What is being asked:
Whenever the string "have" appears in a line below, please copy the line out.

Stored data entries
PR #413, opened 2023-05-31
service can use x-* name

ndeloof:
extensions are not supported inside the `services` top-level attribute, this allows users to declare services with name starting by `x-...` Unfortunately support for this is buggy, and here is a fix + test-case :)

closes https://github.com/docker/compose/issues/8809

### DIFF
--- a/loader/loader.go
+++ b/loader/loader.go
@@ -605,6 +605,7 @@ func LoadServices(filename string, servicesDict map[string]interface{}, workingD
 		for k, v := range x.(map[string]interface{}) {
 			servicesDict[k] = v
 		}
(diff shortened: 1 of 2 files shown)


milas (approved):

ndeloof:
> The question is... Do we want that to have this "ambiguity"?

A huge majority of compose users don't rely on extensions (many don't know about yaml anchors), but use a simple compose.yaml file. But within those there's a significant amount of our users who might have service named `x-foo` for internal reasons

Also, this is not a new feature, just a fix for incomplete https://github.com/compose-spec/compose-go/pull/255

Result:
> The question is... Do we want that to have this "ambiguity"?
A huge majority of compose users don't rely on extensions (many don't know about yaml anchors), but use a simple compose.yaml file. But within those there's a significant amount of our users who might have service named `x-foo` for internal reasons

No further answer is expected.